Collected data
—————

PR #1735, opened 2026-08-12
fix(convert): resolve a c./n. position on the flat transcript axis

### LINKED ISSUE #1619: hgvs_to_spdi resolves a c. position through exon gaps while the sequence it indexes is flat

nh13:
Closes #1619.

`CoordinateMapper::cds_to_tx`/`tx_to_cds` walked cdot's exon list whenever two exons did not abut in transcript coordinates, while `ReferenceProvider::get_sequence` kept serving the flat transcript. So `hgvs_to_spdi` and the normalizer named **different bases of the same accession**. Reproducer, by the denoted-sequence oracle (#1615):

```
NM_033517.1:c.4818dupC -> c.4818dup
  over NM_033517.1 [4877, 4877): input applies C / output applies T
```

The exon walk was also off by one **5' of the gap** — `c.100` resolved to transcript position 101 — so on a gapped transcript it moved every `c.` position, not only those past the hole.

## Why this is not #1665

**PR #1665 proposed the same direction and was closed.** Its premise was that transcript-coordinate gaps are malformed data cdot does not produce, evidenced by a 20-transcript sample. That premise is **false**, and this PR does not restate it. Measured over `cdot-0.2.32.refseq.GRCh38`: **58 of 474,818** multi-exon builds carry a gap (0.012%), sizes 23–2718; GRCh37, **159 of 190,754**. The gaps are genuine.

The case rests instead on **whose coordinate space they are in**. For `NM_033517.1`:

- `NP_277052.1`, the protein it codes for, is **1731 aa** (NCBI esummary `slen`; GenPept `LOCUS NP_277052 1731 aa`).
- Its GenBank record annotates **`CDS 1..5196`** and `/coded_by="NM_033517.1:1..5196"`. `5196/3 = 1732` codons = 1731 residues plus the stop.
- **RefSeq's own exon table for the accession is contiguous** — `1..63, 64..267, … 4605..7096`, no hole.

So the CDS RefSeq annotates is 39 bases longer than cdot's exon-covered span and counts the unaligned bases. cdot's hole is a fact about **its GRCh38 alignment** — 39 transcript bases that do not align — not about the numbering of the accession those bases belong to.

## The measurement that separates the two spaces

Across the 58 gapped GRCh38 builds, 50 are measurable. Reading cdot's **own** `start_codon`/`stop_codon` as coordinates yields a valid ORF under the gap-collapsed reading **50/50** and under the flat reading **0/50**. So cdot's codon coordinates are gap-collapsed while its exon `tx` coordinates are flat sequence positions — two spaces within one record. Every gap on a coding transcript is a multiple of 3, so reading frame is preserved and nothing weaker than an explicit stop-codon test can see it.

That exposes a **second, separate defect this PR does not fix**: `src/data/cdot.rs` copies those codon coordinates verbatim and `src/reference/multi_fasta.rs` stores them in a flat-space field, so the live provider serves `NM_033517.1` with `cds_end = 5157` where RefSeq says `5196`. The test fixture carries the correct flat 5196, which is why the reproducer isolates the *resolution* defect. Note the exon walk does not rescue that either: with a gap-collapsed `cds_end`, `c.*1` is wrong under both readings.

## Scope — the genome frame is untouched

This is the **sequence** frame only: `c.`/`n.` ↔ transcript. Mapping a transcript position to and from a contig (`genomic_to_tx`, `tx_to_genomic`, and the projector above them) genuinely is exon- and CIGAR-aware and is unchanged; there a gap correctly means "this transcript base aligns to nothing", which the composed conversions still report as `None` rather than as a shifted coordinate. The composed paths are one step of each: exon-aware across genome↔tx, flat across tx↔CDS. `the_genome_frame_remains_exon_aware` pins that.

This is also the same ruling as **#944** on a different shape: a CIGAR insertion adds transcript bases absent from the genome, and `c.` counts them, so `NM_015120.4:c.87` is `n.198`. `CdotTranscript::cds_to_tx` was **already** flat; this makes `CoordinateMapper` agree with it rather than with the alignment.

## Adjudication

A ruling record is added: `c-and-n-positions-are-flat-transcript-offsets`, governed by `docs/background/numbering.md:52` — *"nucleotide numbering is `n.1`, `n.2`, `n.3`, ..., etc., from the first to the last nucleotide of the reference sequence"* — with `:21` (the `c.1` anchor) as the other authority. `:40` and `:44` are cited as **supporting context only**, and the rationale says so: `:40` is about introns and flanking, `:44` about out-of-bounds, and neither settles the gap case.

The record states plainly that **the spec does not address alignment gaps** — nothing in `numbering.md` contemplates them. That is not a hole in the argument: numbering is defined over the reference sequence's own nucleotides and the alignment is not a term in that definition, so the gap case is *moot* under `:52` rather than unanswered by it.

## Verification

Oracle sweep, both sides measured on this branch's own base with the same command (the totals are a property of `main` on the day; the difference is the stable part):

```
```

18 failures before, 17 after. **FAIL → PASS: `normalize_tests::normalization_transformations::test_explicit_base_removal::case_1`. PASS → FAIL: none.**

#1618, the other row deferring `FERRO_ASSERT_SEQUENCE` out of `test-oracle`, is independently green (fixed by #1678). The flag is **not** armed in that job here: what was measured is the two rows, not that job's whole selection. The follow-up is recorded in `ci.yml` and `CLAUDE.md`.

`cargo fmt --all --check` clean; `cargo clippy --all-features --all-targets -- -D warnings` clean.

Representation-Change: moves representation on transcripts whose cdot exon table has a transcript-coordinate gap (58 of 474,818 GRCh38 multi-exon builds, 23-2718 bases; 159 of 190,754 on GRCh37). On such an accession every c./n. position, and therefore every SPDI triple and every applied base derived from one, moves onto the flat transcript offset the accession's own numbering names. The movement is NOT the gap size: the deleted walk drifted an ADDITIONAL one base per exon junction it crossed (it consumed `exon.end - current_tx` bases while advancing `exon.end + 1 - current_tx` positions), so the shift grows with exon index and the gap is only one term in it. Measured on NM_033517.1 (22 exons, one 39-base hole after exon 10), old walk minus flat offset: c.1 = 0, c.64 = +1, c.1000 = +8, c.1302 = +48, c.1342 = +48, c.2000 = +54, c.4818 = +59, c.5196 = +59. So positions 5' of the hole move by up to +48 on this accession and positions 3' of it by +59 (39 gap + 20 junctions), not by one and by the gap size respectively. Named example: NM_033517.1:c.4818 moves from transcript position 4877 (base T) to 4818 (base C), which is the base GenBank's CDS 1..5196 and the 1731-aa NP_277052.1 agree on. Pinned unit-test values that moved with it: c.*1 on a gapped 3'UTR fixture, SPDI 39 -> 35; c.-3 on a gapped 5'UTR fixture, SPDI 4 -> 8. On the 474,760 GRCh38 builds with no gap, nothing moves -- the walk was gated on `has_gaps`, so a contiguous table always took the flat early return. Genomic projection is unchanged.


nh13:
@coderabbitai pause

—————

→ **What the exercise asks**: Set down the entries above again, word for word.

→ **Expected answer**:
PR #1735, opened 2026-08-12
fix(convert): resolve a c./n. position on the flat transcript axis

### LINKED ISSUE #1619: hgvs_to_spdi resolves a c. position through exon gaps while the sequence it indexes is flat

nh13:
Closes #1619.

`CoordinateMapper::cds_to_tx`/`tx_to_cds` walked cdot's exon list whenever two exons did not abut in transcript coordinates, while `ReferenceProvider::get_sequence` kept serving the flat transcript. So `hgvs_to_spdi` and the normalizer named **different bases of the same accession**. Reproducer, by the denoted-sequence oracle (#1615):

```
NM_033517.1:c.4818dupC -> c.4818dup
  over NM_033517.1 [4877, 4877): input applies C / output applies T
```

The exon walk was also off by one **5' of the gap** — `c.100` resolved to transcript position 101 — so on a gapped transcript it moved every `c.` position, not only those past the hole.

## Why this is not #1665

**PR #1665 proposed the same direction and was closed.** Its premise was that transcript-coordinate gaps are malformed data cdot does not produce, evidenced by a 20-transcript sample. That premise is **false**, and this PR does not restate it. Measured over `cdot-0.2.32.refseq.GRCh38`: **58 of 474,818** multi-exon builds carry a gap (0.012%), sizes 23–2718; GRCh37, **159 of 190,754**. The gaps are genuine.

The case rests instead on **whose coordinate space they are in**. For `NM_033517.1`:

- `NP_277052.1`, the protein it codes for, is **1731 aa** (NCBI esummary `slen`; GenPept `LOCUS NP_277052 1731 aa`).
- Its GenBank record annotates **`CDS 1..5196`** and `/coded_by="NM_033517.1:1..5196"`. `5196/3 = 1732` codons = 1731 residues plus the stop.
- **RefSeq's own exon table for the accession is contiguous** — `1..63, 64..267, … 4605..7096`, no hole.

So the CDS RefSeq annotates is 39 bases longer than cdot's exon-covered span and counts the unaligned bases. cdot's hole is a fact about **its GRCh38 alignment** — 39 transcript bases that do not align — not about the numbering of the accession those bases belong to.

## The measurement that separates the two spaces

Across the 58 gapped GRCh38 builds, 50 are measurable. Reading cdot's **own** `start_codon`/`stop_codon` as coordinates yields a valid ORF under the gap-collapsed reading **50/50** and under the flat reading **0/50**. So cdot's codon coordinates are gap-collapsed while its exon `tx` coordinates are flat sequence positions — two spaces within one record. Every gap on a coding transcript is a multiple of 3, so reading frame is preserved and nothing weaker than an explicit stop-codon test can see it.

That exposes a **second, separate defect this PR does not fix**: `src/data/cdot.rs` copies those codon coordinates verbatim and `src/reference/multi_fasta.rs` stores them in a flat-space field, so the live provider serves `NM_033517.1` with `cds_end = 5157` where RefSeq says `5196`. The test fixture carries the correct flat 5196, which is why the reproducer isolates the *resolution* defect. Note the exon walk does not rescue that either: with a gap-collapsed `cds_end`, `c.*1` is wrong under both readings.

## Scope — the genome frame is untouched

This is the **sequence** frame only: `c.`/`n.` ↔ transcript. Mapping a transcript position to and from a contig (`genomic_to_tx`, `tx_to_genomic`, and the projector above them) genuinely is exon- and CIGAR-aware and is unchanged; there a gap correctly means "this transcript base aligns to nothing", which the composed conversions still report as `None` rather than as a shifted coordinate. The composed paths are one step of each: exon-aware across genome↔tx, flat across tx↔CDS. `the_genome_frame_remains_exon_aware` pins that.

This is also the same ruling as **#944** on a different shape: a CIGAR insertion adds transcript bases absent from the genome, and `c.` counts them, so `NM_015120.4:c.87` is `n.198`. `CdotTranscript::cds_to_tx` was **already** flat; this makes `CoordinateMapper` agree with it rather than with the alignment.

## Adjudication

A ruling record is added: `c-and-n-positions-are-flat-transcript-offsets`, governed by `docs/background/numbering.md:52` — *"nucleotide numbering is `n.1`, `n.2`, `n.3`, ..., etc., from the first to the last nucleotide of the reference sequence"* — with `:21` (the `c.1` anchor) as the other authority. `:40` and `:44` are cited as **supporting context only**, and the rationale says so: `:40` is about introns and flanking, `:44` about out-of-bounds, and neither settles the gap case.

The record states plainly that **the spec does not address alignment gaps** — nothing in `numbering.md` contemplates them. That is not a hole in the argument: numbering is defined over the reference sequence's own nucleotides and the alignment is not a term in that definition, so the gap case is *moot* under `:52` rather than unanswered by it.

## Verification

Oracle sweep, both sides measured on this branch's own base with the same command (the totals are a property of `main` on the day; the difference is the stable part):

```
```

18 failures before, 17 after. **FAIL → PASS: `normalize_tests::normalization_transformations::test_explicit_base_removal::case_1`. PASS → FAIL: none.**

#1618, the other row deferring `FERRO_ASSERT_SEQUENCE` out of `test-oracle`, is independently green (fixed by #1678). The flag is **not** armed in that job here: what was measured is the two rows, not that job's whole selection. The follow-up is recorded in `ci.yml` and `CLAUDE.md`.

`cargo fmt --all --check` clean; `cargo clippy --all-features --all-targets -- -D warnings` clean.

Representation-Change: moves representation on transcripts whose cdot exon table has a transcript-coordinate gap (58 of 474,818 GRCh38 multi-exon builds, 23-2718 bases; 159 of 190,754 on GRCh37). On such an accession every c./n. position, and therefore every SPDI triple and every applied base derived from one, moves onto the flat transcript offset the accession's own numbering names. The movement is NOT the gap size: the deleted walk drifted an ADDITIONAL one base per exon junction it crossed (it consumed `exon.end - current_tx` bases while advancing `exon.end + 1 - current_tx` positions), so the shift grows with exon index and the gap is only one term in it. Measured on NM_033517.1 (22 exons, one 39-base hole after exon 10), old walk minus flat offset: c.1 = 0, c.64 = +1, c.1000 = +8, c.1302 = +48, c.1342 = +48, c.2000 = +54, c.4818 = +59, c.5196 = +59. So positions 5' of the hole move by up to +48 on this accession and positions 3' of it by +59 (39 gap + 20 junctions), not by one and by the gap size respectively. Named example: NM_033517.1:c.4818 moves from transcript position 4877 (base T) to 4818 (base C), which is the base GenBank's CDS 1..5196 and the 1731-aa NP_277052.1 agree on. Pinned unit-test values that moved with it: c.*1 on a gapped 3'UTR fixture, SPDI 39 -> 35; c.-3 on a gapped 5'UTR fixture, SPDI 4 -> 8. On the 474,760 GRCh38 builds with no gap, nothing moves -- the walk was gated on `has_gaps`, so a contiguous table always took the flat early return. Genomic projection is unchanged.


nh13:
@coderabbitai pause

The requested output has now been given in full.